FAQ · Trends 2026

What is Imaginary Authors?

Imaginary Authors is an American indie niche house founded by Josh Meyer in Portland, Oregon in 2012, in which every fragrance is released as a fictional book with a synopsis, author identity, and cover.

The essentials

Imaginary Authors was founded in 2012 in Portland, Oregon by Josh Meyer, the perfumer and creative director who develops every composition in the catalog. Each fragrance is released as a fictional book: the bottle label carries the name of a fictional author, the accompanying literature presents a synopsis, and the olfactive structure is designed to embody the narrative's setting, characters, and emotional register. The format is consistent across the entire catalog rather than applied selectively to flagship releases (Fragrantica, accessed 2026-05-29).
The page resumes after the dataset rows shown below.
PR #3773, opened 2026-05-27
CI: Use pre-built amphora images for Octavia jobs

mandre:
The octavia master job started failing recently while building the amphora image with diskimage-builder. Instead of building images from scratch (which is fragile and slow), download pre-built test images from https://tarballs.opendev.org/openstack/octavia/test-images/.

The Octavia devstack plugin skips the DIB build when the image file already exists at the path specified by `OCTAVIA_AMP_IMAGE_FILE`.

### DIFF
--- a/.github/workflows/functional-loadbalancer.yaml
+++ b/.github/workflows/functional-loadbalancer.yaml
@@ -15,21 +15,21 @@ jobs:
           - name: "master"
             openstack_version: "master"
             ubuntu_version: "24.04"
+            amphora_image_url: "https://tarballs.opendev.org/openstack/octavia/test-images/test-only-amphora-x64-haproxy-ubuntu-noble.qcow2"
             devstack_conf_overrides: |
               LIBVIRT_CPU_MODE=host-passthrough
-              OCTAVIA_AMP_DISTRIBUTION_RELEASE_ID=jammy
           - name: "gazpacho"
             openstack_version: "stable/2026.1"
             ubuntu_version: "24.04"
+            amphora_image_url: "https://tarballs.opendev.org/openstack/octavia/test-images/test-only-amphora-x64-haproxy-ubuntu-noble.qcow2"
             devstack_conf_overrides: |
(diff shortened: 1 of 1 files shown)


mandre:
Not sure this will work. The alternative would be to use pre-built image served at https://tarballs.opendev.org/openstack/octavia/test-images/, which might be a better thing to do anyway.

kayrus:
> Not sure this will work. The alternative would be to use pre-built image served at https://tarballs.opendev.org/openstack/octavia/test-images/, which might be a better thing to do anyway.

this would be definitely faster

winiciusallan:
```May 27 14:37:12 runnervmg397c nova-compute[77056]: ERROR nova.virt.libvirt.guest libvirt.libvirtError: internal error: process exited while connecting to monitor: Could not access KVM kernel module: Permission denied```

Maybe this is still related to this comment in an old PR.

https://github.com/gophercloud/gophercloud/pull/3638#issuecomment-4097705981

Is it possible that the pre-built images already have a workaround for this?

File: .github/workflows/functional-loadbalancer.yaml [hunk 1]
```diff
@@ -59,6 +59,11 @@ jobs:
           echo "No relevant files changed - skipping tests for ${{ matrix.name }}"
           echo "TESTS_SKIPPED=true" >> $GITHUB_ENV
 
+      - name: Download pre-built amphora image
+        if: ${{ fromJSON(steps.changed-files.outputs.matches) }}
+        run: |
+          wget -q "${{ matrix.amphora_image_url }}" -O /tmp/amphora.qcow2
```
kayrus:
```suggestion
          wget -q "${{ matrix.amphora_image_url }}" -O /tmp/amphora-x64-haproxy.qcow2
```

mandre: jinx :)

winiciusallan (approved):

mandre:
Looks like it worked :tada:

kayrus (approved):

The house operates as a direct-to-consumer indie with a small set of selective indie retail partnerships. Production runs in Portland; distribution is primarily through the house website and a curated set of US and international niche boutiques. Pricing sits in accessible niche territory, with 50 ml bottles typically retailing between 95 and 115 USD (90 to 110 €), which places the house below the dominant niche price points and supports its position as a gateway house for buyers new to American indie perfumery.
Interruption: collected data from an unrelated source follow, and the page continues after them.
PR #3775, opened 2026-05-27
[v2] CI: Use pre-built amphora images for Octavia jobs

mandre:
The octavia master job started failing recently while building the amphora image with diskimage-builder. Instead of building images from scratch (which is fragile and slow), download pre-built test images from https://tarballs.opendev.org/openstack/octavia/test-images/.

The Octavia devstack plugin skips the DIB build when the image file already exists at the path specified by OCTAVIA_AMP_IMAGE_FILE.

Manual backport of https://github.com/gophercloud/gophercloud/pull/3773

### DIFF
--- a/.github/workflows/functional-loadbalancer.yaml
+++ b/.github/workflows/functional-loadbalancer.yaml
@@ -24,21 +24,21 @@ jobs:
           - name: "master"
             openstack_version: "master"
             ubuntu_version: "24.04"
+            amphora_image_url: "https://tarballs.opendev.org/openstack/octavia/test-images/test-only-amphora-x64-haproxy-ubuntu-noble.qcow2"
             devstack_conf_overrides: |
               LIBVIRT_CPU_MODE=host-passthrough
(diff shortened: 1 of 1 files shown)


.github/workflows/functional-loadbalancer.yaml
```diff
@@ -24,35 +24,41 @@ jobs:
...
     runs-on: ubuntu-${{ matrix.ubuntu_version }}
     name: Octavia on OpenStack ${{ matrix.name }}
     steps:
       - name: Checkout Gophercloud
         uses: actions/checkout@de0fac2e4500dabe0009e67214ff5f5447ce83dd # v6
         with:
           persist-credentials: false
+
+      - name: Download pre-built amphora image
+        if: ${{ fromJSON(steps.changed-files.outputs.matches) }}
```
kayrus:
```suggestion
```

mandre: Oh, right. Thanks 👍

kayrus (approved):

By 2026 the catalog spans more than twenty active compositions and the house remains independently owned. Imaginary Authors is consistently grouped with D.S. & Durga, Régime des Fleurs, and a handful of others as a reference cluster for American narrative-driven indie perfumery, distinct from European classical niche and from the newer TikTok-amplified gourmand wave (Basenotes, accessed 2026-05-29).

Josh Meyer and the Portland workshop

Josh Meyer founded the house and acts as both perfumer and creative director. His training combined formal perfumery education with independent practice, and his work as a fiction writer has informed the house's literary frame from the beginning. The workshop sits in Portland, Oregon, a city whose independent creative ecosystem has supported a generation of US indie houses in food, design, and adjacent crafts during the past fifteen years.
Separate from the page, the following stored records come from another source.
PR #3777, opened 2026-05-28
CI: improve test assertions

mandre:
This PR does a few things:
- fix the assertion argument order, for less confusing error messages
- fix a couple of wrong assertions that silently passed
- add new test helpers (AssertTrue, AssertFalse, AssertEqualsIgnoreCase, and their Check equivalents)
- add missing assertions to validate fields set during test

### DIFF
--- a/internal/acceptance/openstack/baremetal/httpbasic/allocations_test.go
+++ b/internal/acceptance/openstack/baremetal/httpbasic/allocations_test.go
@@ -43,5 +43,5 @@ func TestAllocationsCreateDestroy(t *testing.T) {
 		return false, nil
 	})
 	th.AssertNoErr(t, err)
-	th.AssertEquals(t, true, found)
+	th.AssertTrue(t, found)
 }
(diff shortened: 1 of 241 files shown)


internal/acceptance/openstack/baremetal/httpbasic/allocations_test.go
```diff
@@ -43,5 +43,5 @@ func TestAllocationsCreateDestroy(t *testing.T) {
 		return false, nil
 	})
 	th.AssertNoErr(t, err)
-	th.AssertEquals(t, found, true)
+	th.AssertEquals(t, true, found)
```
stephenfin: Rather than doing this, I wonder if we could add `AssertTrue` and `AssertFalse` helpers and use those instead? That way there's no second arg to mix up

The double role of writer and perfumer is unusual in the niche segment, where narrative and olfactive development are typically separated between a creative director and a contracted perfumer at a fragrance house. The integration at Imaginary Authors produces a tighter alignment between text and composition than the standard model, which is the structural feature that critical reviewers have most consistently identified as the house's defining characteristic (Persolaise, accessed 2026-05-29).

The fictional book format

Each Imaginary Authors composition is presented as a book: a title, a fictional author, a synopsis, and a cover that doubles as the bottle label. The synopsis sets the scene the composition is meant to embody, and the olfactive structure follows the emotional grain of the narrative rather than illustrating its events. The Cobra and the Canary evokes a road-trip novel set in the American South; Slow Explosions stages a 1960s spy thriller; The Soft Lawn situates the reader on a Northeastern campus in early autumn.

The format is not marketing overlay added after the composition. Meyer describes a workflow that starts with the narrative and develops the olfactive structure to embody its setting and emotional register. The result is that the compositions read as olfactively coherent even when the buyer encounters them outside the literary frame. Reviewers who initially read the format as gimmick have largely revised that assessment over the catalog's first decade.

Core catalog and olfactive register

The core catalog includes Memoirs of a Trespasser, a vanilla-myrrh composition that is often the gateway purchase, Cape Heartache, a coastal-berry-fir composition with strawberry and pine on a soft woody base, The Cobra and the Canary, an apricot-tobacco accord drawn around stone fruit and leather, and Slow Explosions, a powdery-floral-woody composition organized around iris and tonka. The register is broader than the dominant niche default of dark woods or oud: tropical florals, coastal accords, and stone fruit appear regularly across the catalog.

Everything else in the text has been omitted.